汴梁中人看到这燕郡王府忍不住也有一种慨然。
百余年前,汴梁城中,就是一个个枭雄上演一出出得国戏剧的舞台,由梁而后唐,再则晋汉郭周,最后陈桥黄袍。
难道汴梁城始于权臣生长的气数并未曾断绝,只是潜伏了百余年,直到这位燕郡王挟风霜南来?

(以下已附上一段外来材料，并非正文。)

PR #8154, opened 2023-12-20
Add text width-adapted CANCEL button, change to StandardWindow for Resolution, Language, Adventure, File and Scenario Info dialogs

zenseii:
This PR makes the single-lined CANCEL button adapt its width according to the text on it.

To make this possible it was necessary to switch to the StandardWindow class for the Language, Resolution, Adventure, File and Scenario Info dialogs. This also gives an evil interface mode for the first two mentioned dialogs plus the Scenario Info dialog.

无论如何,除了皇城禁中,此间已然成了大宋又一个权力中心,将来围绕着这里,还不知道要上演多少出波澜壮阔的剧目。
天下已然不同了。
就在燕郡王府一派甲士森然密布的气象中,一行车马缓缓而至,油壁香车,莺环翠绕,引得路人侧目。
竟然是燕郡王的内眷?
不是听闻燕郡王尚未娶妻么?马上还要尚天家第一美女茂德帝姬。怎么又出了这么一支明显是内眷模样的车马队伍,在甲士扈卫下直入燕郡王府?
时人就是再觉得讶异,也没人敢跟着车队到燕郡王府邸看热闹,探问究竟。在萧言面前,汴梁中人的八卦热情也只能强自按捺。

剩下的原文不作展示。